Required work
Each line from the one containing "[Harness] Reduce the noise in the make files." through the end of the entries below should be transcribed exactly, and no other line.

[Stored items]
•••••
PR #5154, opened 2018-11-20
[Harness] Reduce the noise in the make files.

mandel-macaque:
The Makefile.cs code generates a lot of noise becuase it tries to build
a make rule for the new BCL tests, these rules do not work and can be
ignored.

Fixes issue: https://github.com/xamarin/maccore/issues/1156

### DIFF
--- a/tests/xharness/MakefileGenerator.cs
•••••
Result
[Harness] Reduce the noise in the make files.

mandel-macaque:
The Makefile.cs code generates a lot of noise becuase it tries to build
a make rule for the new BCL tests, these rules do not work and can be
ignored.

Fixes issue: https://github.com/xamarin/maccore/issues/1156

### DIFF
--- a/tests/xharness/MakefileGenerator.cs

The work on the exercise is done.